The input:
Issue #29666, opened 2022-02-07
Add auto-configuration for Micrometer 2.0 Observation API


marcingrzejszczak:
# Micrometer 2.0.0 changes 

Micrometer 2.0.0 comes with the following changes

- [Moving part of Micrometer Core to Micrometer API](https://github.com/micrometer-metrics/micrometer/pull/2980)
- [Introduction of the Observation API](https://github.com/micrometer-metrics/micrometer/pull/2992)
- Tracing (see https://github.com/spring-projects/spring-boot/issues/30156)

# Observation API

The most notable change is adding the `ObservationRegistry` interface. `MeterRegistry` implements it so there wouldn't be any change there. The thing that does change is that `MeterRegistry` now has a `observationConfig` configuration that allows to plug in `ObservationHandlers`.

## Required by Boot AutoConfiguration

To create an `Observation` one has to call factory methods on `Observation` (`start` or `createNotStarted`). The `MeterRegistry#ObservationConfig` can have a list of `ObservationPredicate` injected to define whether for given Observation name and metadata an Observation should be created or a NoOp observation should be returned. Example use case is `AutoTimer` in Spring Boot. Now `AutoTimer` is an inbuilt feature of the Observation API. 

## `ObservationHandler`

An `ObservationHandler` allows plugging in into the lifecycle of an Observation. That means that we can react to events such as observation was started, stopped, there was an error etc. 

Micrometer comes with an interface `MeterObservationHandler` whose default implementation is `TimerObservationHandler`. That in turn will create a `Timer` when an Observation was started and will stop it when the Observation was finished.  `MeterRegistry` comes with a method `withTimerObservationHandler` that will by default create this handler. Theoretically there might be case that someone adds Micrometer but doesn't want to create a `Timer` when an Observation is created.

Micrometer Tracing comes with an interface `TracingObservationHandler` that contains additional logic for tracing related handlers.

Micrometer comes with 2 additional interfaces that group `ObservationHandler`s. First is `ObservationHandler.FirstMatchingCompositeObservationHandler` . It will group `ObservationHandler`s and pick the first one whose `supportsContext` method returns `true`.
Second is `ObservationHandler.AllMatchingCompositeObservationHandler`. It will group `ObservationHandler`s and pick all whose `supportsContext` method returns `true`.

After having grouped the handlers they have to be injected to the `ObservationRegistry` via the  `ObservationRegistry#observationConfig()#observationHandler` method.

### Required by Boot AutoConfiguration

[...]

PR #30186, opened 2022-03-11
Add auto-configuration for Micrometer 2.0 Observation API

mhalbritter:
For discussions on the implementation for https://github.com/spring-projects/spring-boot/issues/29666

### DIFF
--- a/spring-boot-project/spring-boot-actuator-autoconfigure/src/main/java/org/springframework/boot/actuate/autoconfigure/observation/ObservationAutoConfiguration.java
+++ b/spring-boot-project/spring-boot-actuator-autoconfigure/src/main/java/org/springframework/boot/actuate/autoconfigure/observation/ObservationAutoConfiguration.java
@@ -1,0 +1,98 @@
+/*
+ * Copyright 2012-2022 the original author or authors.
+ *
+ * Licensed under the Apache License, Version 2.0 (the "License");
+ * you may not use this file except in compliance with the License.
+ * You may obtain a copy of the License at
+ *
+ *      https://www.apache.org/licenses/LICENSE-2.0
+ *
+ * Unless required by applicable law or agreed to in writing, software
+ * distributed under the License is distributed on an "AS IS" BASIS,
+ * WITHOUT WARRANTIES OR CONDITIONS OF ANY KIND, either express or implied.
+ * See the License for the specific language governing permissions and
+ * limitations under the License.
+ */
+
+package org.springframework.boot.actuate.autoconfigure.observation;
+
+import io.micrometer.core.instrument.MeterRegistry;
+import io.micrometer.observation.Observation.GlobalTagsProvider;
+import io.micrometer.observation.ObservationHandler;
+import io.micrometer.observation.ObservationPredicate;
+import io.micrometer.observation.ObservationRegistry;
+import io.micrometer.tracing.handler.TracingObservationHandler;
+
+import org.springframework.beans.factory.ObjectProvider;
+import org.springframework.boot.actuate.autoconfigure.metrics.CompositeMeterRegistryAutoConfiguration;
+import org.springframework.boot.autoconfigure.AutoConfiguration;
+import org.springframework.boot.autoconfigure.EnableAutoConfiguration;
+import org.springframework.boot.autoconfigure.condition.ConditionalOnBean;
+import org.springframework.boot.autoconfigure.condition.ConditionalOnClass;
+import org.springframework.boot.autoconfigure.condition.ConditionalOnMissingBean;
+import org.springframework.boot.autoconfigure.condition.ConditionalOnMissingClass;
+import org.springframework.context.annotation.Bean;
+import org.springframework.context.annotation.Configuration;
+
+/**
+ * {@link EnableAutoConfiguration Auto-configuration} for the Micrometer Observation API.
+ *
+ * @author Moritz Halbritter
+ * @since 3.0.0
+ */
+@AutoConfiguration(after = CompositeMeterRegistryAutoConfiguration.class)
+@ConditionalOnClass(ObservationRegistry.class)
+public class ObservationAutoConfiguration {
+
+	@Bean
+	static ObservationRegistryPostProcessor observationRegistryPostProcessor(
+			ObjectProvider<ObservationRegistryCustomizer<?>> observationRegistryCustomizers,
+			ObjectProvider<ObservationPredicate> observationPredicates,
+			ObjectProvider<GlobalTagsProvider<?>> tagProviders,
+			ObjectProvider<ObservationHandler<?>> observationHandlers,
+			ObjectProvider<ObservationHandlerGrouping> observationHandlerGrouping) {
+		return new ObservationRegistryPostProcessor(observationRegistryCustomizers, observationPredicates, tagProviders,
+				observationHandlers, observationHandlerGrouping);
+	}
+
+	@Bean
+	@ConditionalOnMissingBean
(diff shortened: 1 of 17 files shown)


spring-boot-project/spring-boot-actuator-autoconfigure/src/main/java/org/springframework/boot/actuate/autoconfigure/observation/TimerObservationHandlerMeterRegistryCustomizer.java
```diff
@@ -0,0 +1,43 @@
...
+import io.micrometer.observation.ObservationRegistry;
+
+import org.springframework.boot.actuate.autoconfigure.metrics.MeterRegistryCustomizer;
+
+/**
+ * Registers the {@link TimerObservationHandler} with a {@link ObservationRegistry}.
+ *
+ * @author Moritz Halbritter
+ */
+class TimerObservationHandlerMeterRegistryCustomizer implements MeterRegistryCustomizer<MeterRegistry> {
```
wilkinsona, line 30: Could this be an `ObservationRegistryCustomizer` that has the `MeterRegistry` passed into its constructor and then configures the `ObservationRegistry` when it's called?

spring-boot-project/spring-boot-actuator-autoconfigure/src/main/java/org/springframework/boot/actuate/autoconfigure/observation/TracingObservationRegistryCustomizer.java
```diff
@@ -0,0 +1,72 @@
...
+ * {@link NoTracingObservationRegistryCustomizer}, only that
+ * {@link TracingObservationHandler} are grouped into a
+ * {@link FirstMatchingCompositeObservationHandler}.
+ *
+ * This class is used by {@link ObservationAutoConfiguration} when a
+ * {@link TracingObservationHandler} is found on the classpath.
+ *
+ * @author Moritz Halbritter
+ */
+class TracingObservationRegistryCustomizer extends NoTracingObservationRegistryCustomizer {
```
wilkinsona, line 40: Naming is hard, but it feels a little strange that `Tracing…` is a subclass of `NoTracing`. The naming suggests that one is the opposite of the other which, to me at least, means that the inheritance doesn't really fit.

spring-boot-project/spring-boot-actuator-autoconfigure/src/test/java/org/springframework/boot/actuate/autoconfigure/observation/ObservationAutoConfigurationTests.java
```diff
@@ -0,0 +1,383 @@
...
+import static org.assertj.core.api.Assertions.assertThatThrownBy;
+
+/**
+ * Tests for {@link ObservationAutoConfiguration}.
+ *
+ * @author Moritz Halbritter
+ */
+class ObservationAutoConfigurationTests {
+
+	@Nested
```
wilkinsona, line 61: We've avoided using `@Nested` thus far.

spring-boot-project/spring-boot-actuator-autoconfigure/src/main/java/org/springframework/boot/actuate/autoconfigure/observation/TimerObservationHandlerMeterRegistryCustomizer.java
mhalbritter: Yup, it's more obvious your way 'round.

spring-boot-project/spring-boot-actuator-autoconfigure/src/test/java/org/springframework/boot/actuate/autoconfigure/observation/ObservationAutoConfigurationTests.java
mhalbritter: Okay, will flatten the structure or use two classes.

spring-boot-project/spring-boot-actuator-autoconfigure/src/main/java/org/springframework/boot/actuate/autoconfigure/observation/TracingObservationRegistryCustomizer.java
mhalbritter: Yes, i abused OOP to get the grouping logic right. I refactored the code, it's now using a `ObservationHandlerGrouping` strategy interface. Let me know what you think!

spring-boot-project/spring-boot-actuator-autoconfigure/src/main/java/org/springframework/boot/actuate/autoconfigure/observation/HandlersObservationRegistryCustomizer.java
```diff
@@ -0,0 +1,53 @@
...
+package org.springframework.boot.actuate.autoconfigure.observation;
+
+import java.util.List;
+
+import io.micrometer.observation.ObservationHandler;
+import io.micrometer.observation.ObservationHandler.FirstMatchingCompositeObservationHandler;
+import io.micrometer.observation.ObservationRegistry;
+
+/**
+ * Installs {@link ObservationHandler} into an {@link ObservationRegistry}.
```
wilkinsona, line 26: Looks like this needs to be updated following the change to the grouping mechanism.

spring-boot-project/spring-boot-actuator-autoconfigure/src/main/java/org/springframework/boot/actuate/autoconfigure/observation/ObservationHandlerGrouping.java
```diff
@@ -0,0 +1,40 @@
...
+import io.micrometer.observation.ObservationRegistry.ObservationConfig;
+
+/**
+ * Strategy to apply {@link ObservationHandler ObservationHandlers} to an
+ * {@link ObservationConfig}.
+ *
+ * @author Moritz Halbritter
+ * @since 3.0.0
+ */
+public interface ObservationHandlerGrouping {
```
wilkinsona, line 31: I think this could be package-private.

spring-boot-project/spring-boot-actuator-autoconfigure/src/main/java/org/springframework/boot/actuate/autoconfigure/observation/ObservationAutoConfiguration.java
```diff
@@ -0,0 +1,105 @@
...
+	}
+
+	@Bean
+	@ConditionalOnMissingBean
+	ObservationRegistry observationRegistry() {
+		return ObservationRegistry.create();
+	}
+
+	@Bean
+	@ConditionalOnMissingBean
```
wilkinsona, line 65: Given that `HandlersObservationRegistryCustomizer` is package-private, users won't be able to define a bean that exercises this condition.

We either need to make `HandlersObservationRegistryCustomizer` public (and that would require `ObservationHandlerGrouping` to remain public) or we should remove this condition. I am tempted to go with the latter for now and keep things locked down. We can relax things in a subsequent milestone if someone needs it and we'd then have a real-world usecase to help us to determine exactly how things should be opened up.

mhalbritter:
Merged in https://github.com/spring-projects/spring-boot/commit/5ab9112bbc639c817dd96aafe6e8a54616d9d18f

Aim of the exercise:
Set down exactly the lines of the data above, beginning with the line that has "- Tracing (see" and ending with the line that has "an error etc.", and no others.

Response:
- Tracing (see https://github.com/spring-projects/spring-boot/issues/30156)

# Observation API

The most notable change is adding the `ObservationRegistry` interface. `MeterRegistry` implements it so there wouldn't be any change there. The thing that does change is that `MeterRegistry` now has a `observationConfig` configuration that allows to plug in `ObservationHandlers`.

## Required by Boot AutoConfiguration

To create an `Observation` one has to call factory methods on `Observation` (`start` or `createNotStarted`). The `MeterRegistry#ObservationConfig` can have a list of `ObservationPredicate` injected to define whether for given Observation name and metadata an Observation should be created or a NoOp observation should be returned. Example use case is `AutoTimer` in Spring Boot. Now `AutoTimer` is an inbuilt feature of the Observation API. 

## `ObservationHandler`

An `ObservationHandler` allows plugging in into the lifecycle of an Observation. That means that we can react to events such as observation was started, stopped, there was an error etc. 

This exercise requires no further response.